The Corvias Military Living policy echoed and extended the uniform policies already effect in U.S. Army and Marine Corps base housing worldwide, which have not always been effectively enforced against organized resistance.
Military.com spouse and family blogger Amy Bushatz, for instance, on January 30, 2013 posted a blog installment entitled “How to Get Banned Pups on Base (Without Breaking the Rules),” which advised troops and their families to call a dog “something––anything––other than the banned breed,” and to “Ask your vet or shelter to help you out,” because “Vets and clinics want you to adopt the dog, and they want you to keep the dog.”
The U.S. Army in January 2009 became the first branch of the U.S. armed services to adopt breed-specific housing rules throughout its jurisdiction, after at least six dog attack fatalities in five years and one near-fatal mauling either occurred in military housing or involved personnel who lived in military housing.

(Beth Clifton collage)
Why the U.S. Army took the lead
The string of fatalities began in May 2005, when a pit bull whose family acquired him while living in military housing in Texas killed a two-year-old girl in Huntington, West Virginia.
A Rottweiler in February 2006 fatally mauled the four-year-old son of a woman who was stationed at Malmstrom Air Force Base, near Ulm, Montana.

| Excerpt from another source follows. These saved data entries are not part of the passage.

PR #6740, opened 2018-10-16
Removed win32-open3 workaround.

hsbt:

`win32-open3` gem was required Ruby 1.8 with Windows environment. Because RubyInstaller2 only provides the version of Ruby 2.1+.

Removed needless workaround.

### DIFF
--- a/spec/spec_helper.rb
+++ b/spec/spec_helper.rb
@@ -34,17 +34,6 @@ end
 
 require "bundler"
 
-# Require the correct version of popen for the current platform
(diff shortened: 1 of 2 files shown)


hsbt:
See original commit. https://github.com/ruby/ruby/commit/f35fb6d36c3218988b17dbeb4412922c23745f0e

colby-swandale:
Great commit! it's nice to be able to cleanup 1.8

@bundlerbot r+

The victim and his mother were staying with relatives when the attack occurred.
Two pit bulls in May 2007 killed a three-year-old boy in base housing at Hunter Army Airfield, Georgia.
A July 2007 fatal attack on an 11-month-old boy by two Siberian huskies in a home near Cookeville, Tennessee, involved two families who met while living in U.S. Marine Corps housing. The father of the victim was a U.S. Marine Corps recruiter, who was still on active duty, but the attack appears to have occurred on private property. Huskies have not been included in the Army, Marine Corps, and Air Force dog breed bans.
Eleven-year-old Seth Lovett, mauled by a pit bull at Fort Hood, near Killeen, Texas, died on November 6, 2007 at the Carl Darnall Army Medical Center.
Finally, in May 2008, a visitor’s pit bull killed a three-year-old boy at Camp Lejeune. The May 2008 Camp Lejeune fatality came as the U.S. Marine Corps faced a $5 million lawsuit over a 2005 attack by a Rottweiler at Camp Lejeune that cost a child an ear.

(Beth Clifton collage)
Marines & Air Force followed
Alarmed at last, the Army, Marine Corps, and Air Force high commands all began moving toward adopting unified breed-specific housing rules.
By then many individual bases, Fort Polk among them, had already adopted breed-specific housing rules at instigation of concerned base commanders.
Pit bulls had also been banned from housing at the U.S. Marine Corps bases in Quantico, Virginia, and Kaneohe Bay, Hawaii.
All 10 bases in the U.S. Air Force Space Command had prohibited pit bulls and Rottweilers from base housing, along with Andrews Air Force Base in Maryland, Ellsworth Air Force Base in South Dakota, Kirtland Air Force Base in New Mexico, and McGuire Air Force in New Jersey.
The Ellsworth and McGuire orders additionally named Dobermans, while the Kirtland order named wolf hybrids.

(Beth Clifton collage)
Fort Hood had banned only wolf hybrids, coyotes, & jackals
Fort Hood was believed to have had the least restrictive dog policy of any major Army installation, prohibiting possession only of wolf hybrids, coyotes, and jackals before Seth Lovett was killed. Fort Hood banned pit bulls in November 2008, however, ahead of the uniform U.S. Army ban, but allowed pit bulls who were registered at the Fort Hood Veterinary Clinic before July 10, 2008 to remain on base.
Lieutenant Colonel Peter Lydon, then the Fort Hood provost marshal, told Amanda Kim Stairrett of the Killeen Daily Herald that over the preceding six years, 68% of the dogs who were declared dangerous after biting someone on base had been pit bulls and 8% were Rottweilers.
U.S. Army commanders at more than 40 bases around the world were on January 5, 2009 ordered to implement a new Pet Policy for Privatized Housing.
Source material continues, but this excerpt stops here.